I want my code to be able to find what the user has asked for and print the 5 following lines. For example if the user entered "james" into the system i want it to find that name in the text file and read the 5 lines below it. Is this even possible? All i have found whilst looking through the internet is how to read specific lines.

So, you want to read a .txt file and you want to read, let's say the word James and the 5 lines after it.

Our example text file is as follows:

Hello, this is line one
The word James is on this line
Hopefully, this line will be found later,
and this line,
and so on...
are we at 5 lines yet?
ah, here we are, the 5th line away from the word James
Hopefully, this should not be found

Let's think through what we have to do.


What We Have to Do

  • Open the text file
  • Find the line where the word 'James' is
  • Find the next 5 lines
  • Save it to a variable
  • Print it

Solution

Let's just call our text file info.txt . You can call it whatever you want.

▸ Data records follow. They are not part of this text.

PR #7547, opened 2025-11-21
VxDesign: Add TTS plain text editor shared component

kofi-q:
## Overview

https://github.com/votingworks/vxsuite/issues/7266

Adding the plain text editing version of the audio editor (vs the word-based phonetic editor, which will come later). Currently unused, but will be eventually wrapped in a component that takes care of switching between plain text and phonetic editing and displaying a preview of the original string (full context shown in screengrabs below.

### TODO
- Currently assumes the happy path - will need to add any appropriate error handling as the feature gets fleshed out.

### In Context:
vxdesign-tts-test-editor

### Basic Edit States:

https://github.com/user-attachments/assets/3d829c6a-def0-4a87-a4cf-c3709d62d87a

### Layout Edge Cases:

https://github.com/user-attachments/assets/91d86d2c-68d6-4e5a-b846-407e74593000

## Testing Plan
- Unit tests for basic interaction/state changes
- Manual functional/styling spot checks on Chrome, FF, Safari

## Checklist

### DIFF
--- a/apps/design/frontend/src/ballot_audio/tts_text_editor.tsx
+++ b/apps/design/frontend/src/ballot_audio/tts_text_editor.tsx
@@ -1,0 +1,292 @@
+import React from 'react';
+import styled from 'styled-components';
+
+import { assertDefined } from '@votingworks/basics';
+import { TtsEdit } from '@votingworks/types';
+import { Icons, Button, DesktopPalette, Caption, Font } from '@votingworks/ui';
+
+import * as api from '../api';
+import { cssThemedScrollbars } from '../scrollbars';
+
+const Container = styled.div`
+  display: grid;
+  max-height: 100%;
+  grid-template-rows: min-content 1fr;
+  overflow: hidden;
+`;
+
+const Header = styled(Font)`
+  box-shadow: 0 0.25rem 0.5rem rgba(255, 255, 255, 75%);
+  display: block;
+  padding: 0 0 0.5rem;
+  margin: 0;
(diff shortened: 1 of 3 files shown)


apps/design/frontend/src/ballot_audio/tts_text_editor.tsx
```diff
@@ -0,0 +1,292 @@
...
+  const savedEdit = api.ttsEditsGet.useQuery({
+    orgId,
+    languageCode,
+    original,
+  });
+
+  // [TODO] Render a loading state instead.
+  if (!savedEdit.isSuccess) return null;
+
+  return <EditorImpl {...props} savedEdit={savedEdit.data} />;
```
kofi-q: Kind of a weird split, but wanted to only fetch the audio data once the saved edit (if any) has been fetched, so doing this to work around the no-conditional-hooks restriction

nikhilb4a: Might not be better, but I think you could consider exposing the `enabled` prop on the audio fetch query, keeping the query disabled until the savedEdit query is complete. I used it in a somewhat comparable way [here](https://github.com/votingworks/vxsuite/blob/main/apps/admin/frontend/src/api.ts#L393) when I needed to [sequence queries for contest adjudication](https://github.com/votingworks/vxsuite/blob/main/apps/admin/frontend/src/screens/contest_adjudication_screen.tsx#L290)

Issue #7527, opened 2025-11-14
HWTA and main app auto-restart


arsalansufi:
https://votingworks.slack.com/archives/C088CE8UXJ9/p1763044497325019

* Auto-restart the HWTA on something went wrong after 10 seconds
* Auto-restart the main app on something went wrong after 10 minutes (as SLI needs for the HWTA and main app to have matched behavior, but we also prefer a power cycle as the means of recovery)

arsalansufi:
Noting that we didn't end up adding a lower level restart (as in OS/kernel level). We opted to just call `sudo reboot` from the app (by way of kiosk-browser).

Once we do more testing with that change in place, we can see whether something more is necessary to get through HW testing.

PR #7548, opened 2025-11-24
Make various updates to error screens for cert

arsalansufi:
## Overview

Closes https://github.com/votingworks/vxsuite/issues/7308
Closes https://github.com/votingworks/vxsuite/issues/7527

This PR makes various updates to error screens for cert, per discussions/negotiations with SLI.

First, it adds a note to unknown/unexpected error screens to reach out to VotingWorks if a restart doesn't remedy.

Second, it adds an auto-restart after 10 seconds to the unknown/unexpected error screens for the VxMarkScan and VxScan hardware test apps. We want to hedge our bets for hardware testing, where the system needs to be able to recover from issues without human intervention. Many issues, like crashes in response to shocks, can hypothetically be recovered from with a restart.

Note that SLI has generally asked that we maintain parity between recovery mechanisms in the hardware test apps and the main apps, so we've also added an auto-restart to the main VxMarkScan and VxScan apps but with a longer time delay (10 minutes). Ultimately, a software restart isn't as likely to remedy an issue as a full power down and power up (e.g., unplug and replug) because a software restart doesn't power cycle internal components. The longer delay will make it such that in most cases the user will still manually power down and power up rather than relying on the auto-restart.

## Demo Video or Screenshot

_VxSuite something went wrong screens_

<table>
laptops
<br />
precinct-scanner
<br />
bmd
</table>

_VxScan and VxMarkScan state machine error screens_

<table>
vxscan-state-machine
<br />
vxmarkscan-state-machine
</table>

_HWTA something went wrong screen_

<table>
hwta
</table>

_Card reader not detected screen_

<table>
card-reader-not-detected
</table>

_VxPollBook something went wrong screen_

<table>
poll-book
</table>

## Testing Plan

- [x] Updated automated tests
- [x] Tested manually

## Checklist


libs/ui/src/setup_card_reader_page.tsx
```diff
@@ -1,23 +1,15 @@
...
+import { Caption, H1, P } from './typography';
 
+export function SetupCardReaderPage(): JSX.Element {
   return (
     <Screen>
       <Main centerChild>
         <H1>Card Reader Not Detected</H1>
-        <P>{connectMessage}</P>
+        <P>{ERROR_SCREEN_MESSAGES.RESTART}</P>
+        <Caption>{ERROR_SCREEN_MESSAGES.REACH_OUT}</Caption>
```
arsalansufi: SLI specifically flagged this screen as a screen that should include a reach-out message like the unknown error screens since there's no other action the user can take other than rebooting.

apps/pollbook/frontend/src/error_screen.tsx
```diff
@@ -16,6 +22,7 @@ export function ErrorScreen(): JSX.Element {
           <Icons.Danger />
         </FullScreenIconWrapper>
         <H1>Something went wrong</H1>
+        <P>{ERROR_SCREEN_MESSAGES.RESTART}</P>
```
arsalansufi: Didn't add the note to reach out to VotingWorks to VxPollBook since it's not bound by the same certification process and we personally didn't want to have to add this additional copy to these screens

PR #7555, opened 2025-11-25
VxScan: remove double confirmation on adjudication warnings

### LINKED ISSUE #5670: VxScan: remove double confirmation on adjudication warnings
after watching voters in MS cast ballots and being confused by 1) the undervote warning and then 2) the undervote cast as-is double confirm, I want to raise the question — do we think the double confirmation for casting-as-is is necessary/important for second chance voting warnings?

we’ve had it this way in the product for a long time and haven’t questioned it. but we also haven’t had voters experience casting-as-is functions in NH (due to the NH overvote rule) and my experience watching voters this week in MS makes me feel like it goes against voter experience expectations. it also just makes the process of casting in these cases slower.

!subteam^S05828MAZPV in particular for thoughts.

Issue automatically created from Slack feedback reported by roe: 
https://votingworks.slack.com/archives/CJU9MSC6S/p1731101530044379?thread_ts=1731101530.044379&cid=CJU9MSC6S

adghayes:
## Overview

Closes #5670. Previously, when casing an overvoted, undervoted, or blank ballot flagged by the system settings, the user would have to tap "Cast Ballot" and then, in a confirmation modal, tap "Cast Ballot" again. Now they only have to do it once.

### Before

https://github.com/user-attachments/assets/5d23709a-6c71-4006-ae3c-a542a1262bee

### After

https://github.com/user-attachments/assets/dcc1bbbf-ae76-427f-99d1-c9cce68a1a9a

## Testing Plan

Updated automated tests and tried in dev.

## Checklist

### DIFF
--- a/apps/scan/frontend/src/screens/scan_warning_screen.test.tsx
+++ b/apps/scan/frontend/src/screens/scan_warning_screen.test.tsx
@@ -96,7 +96,11 @@ test('overvote', async () => {
     {}
   );
 
-  userEvent.click(screen.getByRole('button', { name: 'Cast Ballot' }));
+  const castBallotButton = screen.getButton('Cast Ballot');
+  const returnBallotButton = screen.getButton('Return Ballot');
+  userEvent.click(castBallotButton);
+  expect(castBallotButton).toBeDisabled();
+  expect(returnBallotButton).toBeDisabled();
 });
 
 test('overvote when casting overvotes is disallowed', async () => {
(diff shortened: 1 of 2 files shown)


adghayes:
I noticed that in the old version, the second "Cast Ballot" button had a check icon, while the main button does not. @kofi-q what do you think of the icon situation?

kofi-q (approved):
LGTM overall - had a question in Slack about whether or not we'd want to preserve the modal for the edge case where the contests aren't listed on the main warning screen, WRT VVSG, but leaning toward that being a non-issue.

No strong feelings on the checkmark icon - more of a nice-to-have, but there's also a chance it won't fit at the XL text size (IIRC there were a few spots where we had to drop icons because of that)

Issue #7513, opened 2025-11-13
VxPrint: add printer status icon to top bar


adghayes:
In VxPollBook, we have a printer icon in the top bar. When it's disconnected, there's a little warning icon. When it's connected, there's no warning icon.

In VxPrint, there's richer status information available from the printer that we'd like to convey:

- printer is completely disconnected
- printer is connected but "stopped" e.g. jam, no paper
- printer is connected and working but toner is low
- printer is all good

On design, brief discussion [here](https://votingworks.slack.com/archives/C09GQB0QB4N/p1763062959862189). The current idea is to put the printer icon, status icon, and short status text all in the top bar. For example:

- printer is completely disconnected
  - icon: disabled, red
  - text:  Not Connected
- printer is stopped
  - icon: danger, red
  - text: Jammed / No Paper / Other
- printer is low on toner
  - icon: warning, yellow
  - text: Toner Low
- printer ready to print or printing
  - icon: done, green
  - text: None

Because the language is no longer icon vs. no icon, for parallelism we probably ought to add an icon for the connected state.

adghayes:
Closed by #7545 and #7565.

PR #7565, opened 2025-12-02
VxPrint: more detailed print status icon

kshen0:
## Overview

https://github.com/votingworks/vxsuite/issues/7513

Open to design nits. `<P>` felt too large for the context so I used `<Caption>`, but both are vertically centered ie. not flush with the bottom of the icon due to line height. We could finagle it if desired.

Adds printer rich status icons and text.

## Demo Video or Screenshot
Screenshot 2025-12-01 at 5 37 44 PM
Screenshot 2025-12-01 at 5 37 51 PM
Screenshot 2025-12-01 at 5 38 01 PM
Screenshot 2025-12-01 at 5 43 55 PM

Jam state (trust that I am jamming and unjamming the printer when the statuses change):
https://github.com/user-attachments/assets/08ff2a92-d61e-4881-b154-b2d58fd33998

## Testing Plan
- automated tests todo

## Checklist

### DIFF
--- a/apps/print/frontend/src/components/toolbar.tsx
+++ b/apps/print/frontend/src/components/toolbar.tsx
@@ -144,7 +144,7 @@ function PrinterStatus({ status }: { status: PrinterStatusType }) {
     );
   }
 
-  return <BasePrinterStatus icon={<Icons.Done color="success" />} />;
+  return <BasePrinterStatus />;
 }
 
 function UsbStatus({ status }: { status: UsbDriveStatus }) {


apps/print/frontend/src/components/toolbar.tsx
```diff
@@ -26,15 +30,125 @@ function useCurrentDate(): Date {
...
+    if (
+      richStatus.stateReasons.find(
+        (reason) =>
+          reason === 'spool-area-full' || reason === 'spool-area-full-report'
+      )
+    ) {
+      return (
+        <BasePrinterStatus
+          icon={<Icons.Danger color="danger" />}
+          labelText="Output Full"
```
nikhilb4a: I'm new to the printer world but wondering if the term "Output Full" is intuitive? Though I'm not sure I can think of anything better. "Tray Full" comes to mind, but not sure that it's an improvement

adghayes:
+1 on moving the time to the right, I'm thinking it should probably be [Printer - USB - Battery - Time].

- The printer has the most information and jumps around the most, would be nice to put it first.
- Battery, I don't think we have here yet, but can we re-use from VxPollBook?
- USB, I'm not sure if it makes sense to warn people when it's disconnected anymore

Re: USB - on VxPollBook, we're trying to guide users toward having the USB inserted. In VxPrint, that doesn't really matter in the same way, so I think the _warning when no USB_ pattern is misplaced. @kshen0 @nikhilb4a do you have other ideas? We could:
a) use a less aggressive icon
b) move to a button instead of an icon that is either "Eject USB" or "No USB", like we have in VxAdmin, but smaller and in the toolbar.
c) no indication, leave it to the relevant modals

I think the move is (b), but I understand I'm increasing scope here (could be a follow-up PR).

apps/print/frontend/src/components/toolbar.tsx
```diff
@@ -26,15 +30,125 @@ function useCurrentDate(): Date {
...
+    }
+
+    // Encountered when a jam on the 1st of 2 pages resulted in a subtle jam entirely
+    // inside the printer. The printer screen readout was helpful in this case, but
+    // due to the vagueness of 'other-error' our user-facing error should be vague as well
+    if (richStatus.stateReasons.find((reason) => reason === 'other-error')) {
+      return (
+        <BasePrinterStatus
+          icon={<Icons.Danger color="danger" />}
+          labelText="See Printer Screen"
```
adghayes: nit: use "Display" rather than "Screen" so you don't think it's within the app

kshen0:
> Re: USB - on VxPollBook, we're trying to guide users toward having the USB inserted. In VxPrint, that doesn't really matter in the same way, so I think the _warning when no USB_ pattern is misplaced. @kshen0 @nikhilb4a do you have other ideas? We could: a) use a less aggressive icon b) move to a button instead of an icon that is either "Eject USB" or "No USB", like we have in VxAdmin, but smaller and in the toolbar. c) no indication, leave it to the relevant modals
> 
> I think the move is (b), but I understand I'm increasing scope here (could be a follow-up PR).

I think B is the best choice as well since the USB drive is only needed for initial configuration and not continuous export. The only drawback I can think of is introducing another pattern (eject from toolbar instead of main screen) which _might_ be confusing. But if we find that's the case, we can add it to a more traditional `Settings` screen or move it entirely.

apps/print/frontend/src/components/toolbar.tsx
```diff
@@ -26,15 +30,125 @@ function useCurrentDate(): Date {
...
+  ) {
+    return (
+      <BasePrinterStatus
+        icon={<Icons.Warning color="inverseWarning" />}
+        labelText="Low Toner"
+      />
+    );
+  }
+
+  return <BasePrinterStatus icon={<Icons.Done color="success" />} />;
```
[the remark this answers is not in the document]
kshen0: From the ticket

> printer ready to print or printing
> icon: done, green
> text: None

But I'm all for consistency. @adghayes what do you think?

To start, we must open the file and save it to a variable:

file = open('info.txt', 'r') # The 'r' allows us to read it

Then, we must save the data from it to another variable, we shall do it as a list:

file_data = file.readlines()

Now, we iterate (loop through) the line with a for loop, we must save the line that 'James' is on to another variable:

index = 'Not set yet'
for x in range(len(file_data)):
    if 'James' in file_data[x]:
        index = x
        break
    
if index == 'Not set yet':
    print('The word "James" is not in the text file.')

As you can see, it iterates through the list, and checks for the word 'James'. If it finds it, it breaks the loop. If the index variable still is equal to what it was originally set as, it obviously has not found the word 'James'.

Next, we should find the five lines next and save it to another variable:

five_lines = [file_data[index]]
for x in range(5):
    try:
        five_lines.append(file_data[index + x + 1])
    except:
        print(f'There are not five full lines after the word James. {x + 1} have been recorded.')
        break

Finally, we shall print all of these:

for i in five_lines:
    print(i, end='')

Done!

Final Code

file = open('info.txt', 'r') # The 'r' allows us to read it
file_data = file.readlines()


index = 'Not set yet'
for x in range(len(file_data)):
    if 'James' in file_data[x]:
        index = x
        break
    
if index == 'Not set yet':
    print('The word "James" is not in the text file.')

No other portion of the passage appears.